McCormack Speaks: Why was this interfaith program of interest for you to attend?

SA: I’ve been involved as a participant and as a facilitator with many interfaith programs over the last seven years that bring people together to talk, explore similarities and differences between traditions, build relationships and understanding across (and often within!) religious groups, and develop partnerships for working together in the long-term. This was my first interfaith program that focused specifically on relationships between Muslims and Jews. I’ve been looking for this for a while, as many of the programs and organizations I’ve been involved with thus far focus primarily on Muslim-Christian relationships and interfaith dialogue between multiple religious groups.

Depending on the religious groups that are present, there are different topics and questions on the table that are specific to those religious groups and those distinctive relationships. For Muslims and Jews, for example, the Palestinian/Israeli conflict is the obvious and stereotypical example of a topic that is of special importance to Muslims and Jews and Muslim-Jewish engagement. Equally important issues are the shared experience of being minority religious groups in the West and, with that, the potential for collaboration and supporting one another through all the challenges that a minority status entails.

Additionally, I’m in a phase of exploring questions around my faith and have shifted in some of the ways I practice and identify with Islam. In conversations with some of my Jewish friends and reading the work of Jewish authors, I’ve come to appreciate how the tradition emphasizes intellectualism, asking questions, and creates space for those who identify as Jewish but who may not practice – something that is also present in my own tradition but is not mainstream in the same way. I was very interested in hearing how Jews as well as other Muslims engage with their faith and issues affecting their religious communities in ways beyond normative practice, ritual, and belief. In other words: what does it mean to be a Jew or a Muslim who identifies deeply with the religion, but not engage in some of the traditions and practices expected of someone who claims a religious identity? This program created the right space thematically, geographically, and logistically to explore all of the above.

 

McCormack Speaks: How did you first decide to pursue work and advanced studies in interfaith dialogue and conflict resolution?

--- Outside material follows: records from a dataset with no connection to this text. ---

PR #457, opened 2026-08-19
fix(lcb-service): pin base image to Python 3.11 to match LiveCodeBench

liayan:
LiveCodeBench requires Python >= 3.10, and its README uses `uv venv --python 3.11`. Switch both build/runtime stages from dhi.io/python:3.14-debian13(-sfw-dev) to dhi.io/python:3.11-debian13(-sfw-dev) to match.

This is related to https://github.com/mlcommons/endpoints/pull/433
https://github.com/mlcommons/endpoints/pull/433#issuecomment-5293679069

Python 3.14 changed the Linux multiprocessing default to forkserver. With the shipped Python 3.14 service image, grading child processes died during startup, leaving evaluation stuck at 0/N.

After discussion, the current conclusion is to revert the base image to Python 3.11. An explicit spawn solution is still worth investigating, but it needs additional performance evaluation before we consider adopting it.

## Type of change

- [ ] Bug fix
- [ ] New feature
- [ ] Documentation update
- [ ] Refactor/cleanup

## Testing

- [ ] Tests added/updated
- [ ] All tests pass locally

## Checklist

- [ ] Pre-commit hooks pass

### DIFF
--- a/src/inference_endpoint/evaluation/livecodebench/lcb_serve.dockerfile
+++ b/src/inference_endpoint/evaluation/livecodebench/lcb_serve.dockerfile
@@ -1,7 +1,8 @@
 # syntax=docker/dockerfile:1
 
 ## -----------------------------------------------------
-FROM dhi.io/python:3.14-debian13-sfw-dev AS build-stage
+# Mirrors LiveCodeBench's own Python version (README: `uv venv --python 3.11`).
+FROM dhi.io/python:3.11-debian13-sfw-dev AS build-stage
 
 
 ENV PYTHONDONTWRITEBYTECODE=1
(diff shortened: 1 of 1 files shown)


liayan:
Discussed offline with @arekay-nv — we're moving the explicit spawn/fork context pinning to a separate follow-up PR with more performance data, to avoid a perf regression on the spawn side. Everything else through c14c3c2 (SystemExit handling, started_flag attribution, Manager with-block, type annotations, logging levels) stays as-is here.

Verified in a python:3.11-slim container (Python < 3.14, defaults to fork) — all 11 regression tests pass.

Also opened #457 to pin the base image back to Python 3.11, mirroring LiveCodeBench's own supported version. Could you take a look and merge that one too — it's still blocking lcb-service on aarch64 without the new spawn soluton/fork solution.

arekay-nv (approved):
Thanks!

viraatc (approved):

PR #299, opened 2022-01-05
Add Azure Web Service docs

RassK:
## What

Adds Azure Web Service instrumentation instructions. 

## Tests

Repeated steps in Azure. 
https://app.signalfx.com/#/apm/traces/533732f193fcb568c6380a6441b381f2

## Next 

Any ideas does it cover webjobs or they require something more special?


docs/azure.md
```diff
@@ -0,0 +1,10 @@
+# Azure services instrumentation guide
+
+## App Service
+
+1. Choose your App Service.
+2. Navigate to `Development Tools` > `Extensions`.
+3. Find and install `SignalFx .NET Tracing` extension.
+4. Navigate to `Settings` > `Configuration`.
+5. Add `New application setting` to configure receiver. See [advanced-config.md](advanced-config.md#exporter-settings) exporter settings section for more details.
```
Kielek, line 9: Could you please be more specific which environmental variables are mandatory?
In previous document three of them was marked in this way `SIGNALFX_SERVICE_NAME`, `SIGNALFX_ACCESS_TOKEN` and  `SIGNALFX_ENDPOINT_URL`.

pellared: And probably it is worth saying that `SIGNALFX_ACCESS_TOKEN` and `SIGNALFX_ENDPOINT_URL` should be set in a way to send the telemetry directly to the Splunk Observability Cloud.

pellared: Also, I think a step like `Restart your App Service.` is missing at the end.

docs/azure.md
```diff
@@ -0,0 +1,10 @@
+# Azure services instrumentation guide
```
pellared, line 1:
```suggestion
# Azure instrumentation guide
```

WDYT? to keep in sync with the header from `README.md`

docs/README.md
```diff
@@ -116,14 +116,18 @@ export SIGNALFX_SERVICE_NAME="my-service-name"  # Set the service name
...
+## Instrument a Windows Service running a .NET application
 
 See [windows-service-instrumentation.md](windows-service-instrumentation.md).
 
-### Instrument an ASP.NET application deployed on IIS
+## Instrument an ASP.NET application deployed on IIS
 
 See [iis-instrumentation.md](iis-instrumentation.md).
 
+## Azure instrumentation guide
```
pellared, line 127:
```suggestion
## Instrument Azure App Service
```

the header would be similar to other headers

also, it is similar to: https://docs.signalfx.com/en/latest/apm/apm-instrument/apm-azure-app.html

docs/azure.md
```diff
@@ -0,0 +1,10 @@
...
+
+## App Service
```
pellared, line 3:
```suggestion
# Instrument Azure App Service
```

to have the same title as the header in `README.md`

docs/azure.md
```diff
@@ -0,0 +1,10 @@
...
+
+1. Choose your App Service.
+2. Navigate to `Development Tools` > `Extensions`.
+3. Find and install `SignalFx .NET Tracing` extension.
```
pellared, line 7:
```suggestion
3. Find and install the `SignalFx .NET Tracing` extension.
```

docs/azure.md
Kielek: As I remember, `SIGNALFX_ACCESS_TOKEN` is mandatory. Otherwise, profiling for Azure App Service won't work.
We can change it - requierments from upstream.

pjanotti: @RassK Include setting `SIGNALFX_AZURE_APP_SERVICES` to true.

docs/README.md
RassK: It was actually intentionally named more generally, it might need more sections about different services.

docs/azure.md
RassK: SIGNALFX_ACCESS_TOKEN and SIGNALFX_ENDPOINT_URL are the bare minimum to make it work.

SA: I first became involved with interfaith dialogue and peacebuilding during my undergraduate studies as a Muslim at a Catholic college, where I experienced the benefits of positive interfaith exchanges. Through regularly attending Catholic worship services, taking theology courses, participating in Campus Ministry, and serving on its Pastoral Council, I experienced my own Islamic faith sophisticating in unprecedented ways. I realized the potential for religion to unify and heal rather than to divide and harm and created the college’s first interfaith organization to facilitate such encounters and also to support non-Catholic members of the community.

As only 20% of the Muslim student population at the time, I also encountered hostility and misunderstanding around my religious and racial identities. I witnessed significant misunderstanding of Islam and realized the need for more Muslim public intellectuals and for greater interfaith community building efforts. These experiences – both the positive and the difficult – motivated me to facilitate and encourage positive interfaith interactions in our local and global communities.

 

McCormack Speaks: How have your affiliations with the Conflict Resolution program, the Center for Peace, Democracy, and Development, and the McCormack Graduate School assisted with your work?

SA: Our classes, professors, and classmates push us to think critically and compassionately about conflict: to ask questions that others may not think or want to ask, to recognize the humanity of the other side, to suggest that there are alternatives to harmful and destructive ways of dealing with conflict. The field experience I gained through facilitating online with Soliya, mediating small claims cases in the Dorchester District Court, and meeting with Muslim and Christian clergy and leaders in Nigeria, have helped me further develop my skills and combine theoretical knowledge with practical application. The op-ed articles I’ve written over the years – including in The Boston Globe, America Magazine, and The Richmond Times – are also informed by this approach.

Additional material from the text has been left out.